Her smile became tighter, more forced. "I'll see…" she replied, giving a noncommittal answer.

Chef Smith seemed hopeful, nodding enthusiastically. "I'd like you to take your mother's place, Ms. Evans."

Jerica gave a weak nod in return. As Chef Smith walked away, she felt Harold's gaze on her, studying her reaction. She glanced at him and caught the way his expression softened.

"You don't have to avoid everything, you know," he said gently, his voice softer now. "Not everything about your old life has to disappear."

Jerica sighed, her eyes lingering on the polished marble floors beneath her feet. "I'm not avoiding it… I just—" she paused, searching for the right words. "I feel like I don't belong there anymore."
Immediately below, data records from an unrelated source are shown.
PR #305, opened 2025-04-10
Bump to version 1.10.0

cliffhall:
In package.json
  - set version to 1.10.0
 
## Motivation and Context

Streamable HTTP Transport is available and we need that [for a PR](https://github.com/modelcontextprotocol/inspector/pull/294) in the inspector that supports it.

## How Has This Been Tested?

Local build, test, lint.

## Breaking Changes

Nope.

## Types of changes

- [ ] Documentation update
- [X] Version update

## Checklist

### DIFF
--- a/package.json
+++ b/package.json
@@ -1,6 +1,6 @@
 {
   "name": "@modelcontextprotocol/sdk",
-  "version": "1.9.0",
+  "version": "1.9.1",
   "description": "Model Context Protocol implementation for TypeScript",
   "license": "MIT",
   "author": "Anthropic, PBC (https://anthropic.com)",
--- a/package.json
+++ b/package.json
@@ -1,6 +1,6 @@
 {
   "name": "@modelcontextprotocol/sdk",
-  "version": "1.9.1",
+  "version": "1.10.0",
   "description": "Model Context Protocol implementation for TypeScript",
   "license": "MIT",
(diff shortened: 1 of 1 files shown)


package.json
```diff
@@ -1,6 +1,6 @@
 {
   "name": "@modelcontextprotocol/sdk",
-  "version": "1.9.0",
+  "version": "1.9.1",
```
tadasant: It seems like most recent bumps have been minor version bumps rather than patch bumps, and adding Streamable support feels more like a backwards-compatible new-feature (minor version) addition than a bugfix (patch). Should this be 1.10.0 then?

tadasant (commented):
Also I think we'd want a package-lock.json bump as well right?

May be best to wait for @modelcontextprotocol/typescript-sdk to chime in here, don't want to mess up a release

package.json
cliffhall: Done.

jspahrsummers (approved):
LGTM! I agree on using a minor version here. Bumping `package-lock.json` isn't critical, since it doesn't affect distribution (only local dev, where it will update next time someone runs `npm install`).

jspahrsummers:
Sorry, but let's actually wait on cutting a release until the new transport work actually stabilizes. Will defer to @ihrpr on calling that moment.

"Maybe you don't have to belong," Harold replied, his tone thoughtful. "But that doesn't mean you have to keep running from it."

The truth in his words stung more than she wanted to admit. Jerica felt the weight of her past pressing against her, memories of who she used to be and what she had left behind. But she also felt the distance she had created for a reason—one she wasn't ready to confront tonight.

For now, all she could offer was a smile, one that trembled at the edges, never quite reaching her eyes. "We'll see," Jerica murmured, her voice softer this time, as if she was making a silent vow to herself rather than anyone else.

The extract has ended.